Isavuconazonium and Midazolam Interaction
Drug interaction information between Isavuconazonium and Midazolam.
Isavuconazonium and Midazolam have a documented moderate interaction in FDA labeling.
FDA drug labeling documents a moderate-severity interaction between Isavuconazonium and Midazolam. Major interactions are generally avoided, moderate ones may need monitoring or a dose adjustment, and minor ones are usually low-risk. This page shows the documented mechanism and guidance. Label-documented interactions are not a complete safety review, so always confirm your own medications with a pharmacist or doctor. Educational information, not medical advice.
How They Interact
Isavuconazonium slows down the breakdown of midazolam, which leads to higher levels of the sedative in your blood. This can make the drug's effects much stronger or last longer than intended.
What To Do
Your doctor may need to reduce your dose of midazolam while you are taking these medications together.
FDA Label Information
Midazolam Use with Caution Concomitant administration of CRESEMBA and midazolam results in increase in midazolam exposure. Consider dose reduction of midazolam when isavuconazole is coadministered [see Clinical Pharmacology ( 12.3 )] .
Isavuconazonium Also Interacts With
- Itraconazole major
- Atorvastatin moderate
- Bupropion moderate
- Cyclosporine moderate
- Digoxin moderate
Midazolam Also Interacts With
- Darunavir major
- Itraconazole major
- Nirmatrelvir/Ritonavir major
- Ketoconazole moderate
- Verapamil moderate
Frequently Asked Questions
Can I take Isavuconazonium and Midazolam together?
This is a moderate interaction. Your doctor may need to reduce your dose of midazolam while you are taking these medications together.
How serious is the interaction between Isavuconazonium and Midazolam?
This interaction is classified as "moderate" severity by the FDA. Moderate interactions may worsen your condition or change how your medications work.
Why do Isavuconazonium and Midazolam interact?
Isavuconazonium slows down the breakdown of midazolam, which leads to higher levels of the sedative in your blood. This can make the drug's effects much stronger or last longer than intended.
Understanding the Isavuconazonium and Midazolam Interaction
FDA-approved prescribing information for these two drugs flags their combination as a moderate-severity interaction. Isavuconazonium belongs to the Azole Antifungal class and Midazolam belongs to the Benzodiazepine class - two categories that can collide when co-prescribed. The mechanism described in FDA labeling is: Isavuconazonium slows down the breakdown of midazolam, which leads to higher levels of the sedative in your blood. Severity tiers matter: major flags generally advise avoidance, moderate flags often require monitoring or dose adjustment, and minor flags may only call for awareness.
Context around a specific patient determines real-world impact. Isavuconazonium has 9 total documented interactions on file in this dataset, and Midazolam has 39. Each additional medication compounds the interaction surface, which is why pharmacists run full-profile checks rather than evaluating one pair at a time. FDA-derived guidance for this pair is: Your doctor may need to reduce your dose of midazolam while you are taking these medications together. Timing of doses, renal and hepatic function, age, and other concurrent prescriptions all shape whether a labeled interaction matters clinically.

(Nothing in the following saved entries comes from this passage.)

PR #2860, opened 2022-10-13
Fix enrollments requiring attestations

timtay-microsoft:
Attestations are allowed to be null in an enrollment


timtay-microsoft:
> what's the use-case for this?

https://github.com/Azure/azure-iot-sdk-csharp/blob/cc1575e2ee47a4fc2981089a25827c8606dec983/provisioning/service/src/IndividualEnrollmentsClient.cs#L116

An interaction flag is not a verdict. A large share of labeled interactions are managed routinely in clinical practice, the fix may be as simple as spacing doses or adding a monitoring test. Others require the prescriber to choose a different medication entirely. This page surfaces FDA-sourced labeling and openFDA data for educational purposes only; it is not medical advice and cannot account for your full clinical picture. Never start, stop, or adjust either Isavuconazonium or Midazolam based on a web page, speak with your prescriber or pharmacist before making any change.
Sources: FDA Drug Labels (SPL) via openFDA (2026). This is for informational purposes only and is not medical advice. Always consult your healthcare provider about drug interactions.
Read our methodology - how this data is sourced, computed, and verified.